PR #3483, opened 2023-06-07
[backend] fix dashboard entities list filtered by related entity (#3476)

### LINKED ISSUE #3476: Some list are broken on dashboard
## Reproducible Steps

1. Create a Dashboard
2. Add a list based with filters : Entity Type Report and Related Entity: Anything
3. Kaboom

## Screenshots (optional)
image
image

SouadHadjiat:
### Proposed changes

* add missing elementId filter key
* fix stixCoreObject findAll method : handle elementId in filters
* Minor fix : deduplicate filters types

#### To test
* Add a new widget in a dashboard with entities list, a filter on an entity type and a filter on "related entity" (try to find first a report for example with a related entity like an organization)
=> There should be no error, and you should find your report

### Related issues

* https://github.com/OpenCTI-Platform/opencti/issues/3476

### Checklist

### DIFF
--- a/opencti-platform/opencti-graphql/src/database/middleware-loader.ts
+++ b/opencti-platform/opencti-graphql/src/database/middleware-loader.ts
@@ -375,7 +375,7 @@ export const buildEntityFilters = <T extends BasicStoreCommon>(args: EntityFilte
   }
   // endregion
   // Override some special filters
-  builtFilters.types = [...(types ?? []), ...entityTypes, ...relationshipTypes];
+  builtFilters.types = R.uniq([...(types ?? []), ...entityTypes, ...relationshipTypes]);
   builtFilters.filters = customFilters;
   return builtFilters;
 };
--- a/opencti-platform/opencti-graphql/src/domain/stixCoreObject.js
+++ b/opencti-platform/opencti-graphql/src/domain/stixCoreObject.js
@@ -72,23 +72,16 @@ export const findAll = async (context, user, args) => {
     throw UnsupportedError('Cant find stixCoreObject only based on relationship type, elementId is required');
   }
   let filters = args.filters ?? [];
-  const elementIds = isNotEmptyField(args.elementId) ? [args.elementId] : [];
-  const filterElementId = filters.find((f) => f.key.includes('elementId'));
-  if (filterElementId) {
-    elementIds.push(...filterElementId.values);
-    // remove elementId filter key
-    filters.splice(filters.indexOf(filterElementId), 1);
-  }
-  if (elementIds.length > 0) {
+  if (isNotEmptyField(args.elementId)) {
     // In case of element id, we look for a specific entity used by relationships independent of the direction
     // To do that we need to lookup the element inside the rel_ fields that represent the relationships connections
     // that are denormalized at relation creation.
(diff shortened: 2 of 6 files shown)


opencti-platform/opencti-graphql/src/domain/stixCoreObject.js
```diff
@@ -72,16 +72,23 @@ export const findAll = async (context, user, args) => {
     throw UnsupportedError('Cant find stixCoreObject only based on relationship type, elementId is required');
   }
   let filters = args.filters ?? [];
-  if (isNotEmptyField(args.elementId)) {
+  const elementIds = isNotEmptyField(args.elementId) ? [args.elementId] : [];
```
Kedae: Not sure why we have all those changes.
The code in stixDomainObject is much simplier, can you check that either your code is too complex or stixDomainObject doesn't work as expected ?

opencti-platform/opencti-graphql/src/database/middleware-loader.ts
```diff
@@ -368,7 +368,7 @@ export const buildEntityFilters = <T extends BasicStoreCommon>(args: EntityFilte
   }
   // endregion
   // Override some special filters
-  builtFilters.types = [...(types ?? []), ...entityTypes, ...relationshipTypes];
+  builtFilters.types = R.uniq([...(types ?? []), ...entityTypes, ...relationshipTypes]);
```
SarahBocognano, line 378: Is there a way to not use Ramda ?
= = =
■ YOUR INSTRUCTIONS:
Look through the material above and print exactly the lines from the one containing "### Related issues" to the one containing "-72,23 +72,16 @@", both included, and nothing more.

■ ANSWER SPACE:
### Related issues

* https://github.com/OpenCTI-Platform/opencti/issues/3476

### Checklist

### DIFF
--- a/opencti-platform/opencti-graphql/src/database/middleware-loader.ts
+++ b/opencti-platform/opencti-graphql/src/database/middleware-loader.ts
@@ -375,7 +375,7 @@ export const buildEntityFilters = <T extends BasicStoreCommon>(args: EntityFilte
   }
   // endregion
   // Override some special filters
-  builtFilters.types = [...(types ?? []), ...entityTypes, ...relationshipTypes];
+  builtFilters.types = R.uniq([...(types ?? []), ...entityTypes, ...relationshipTypes]);
   builtFilters.filters = customFilters;
   return builtFilters;
 };
--- a/opencti-platform/opencti-graphql/src/domain/stixCoreObject.js
+++ b/opencti-platform/opencti-graphql/src/domain/stixCoreObject.js
@@ -72,23 +72,16 @@ export const findAll = async (context, user, args) => {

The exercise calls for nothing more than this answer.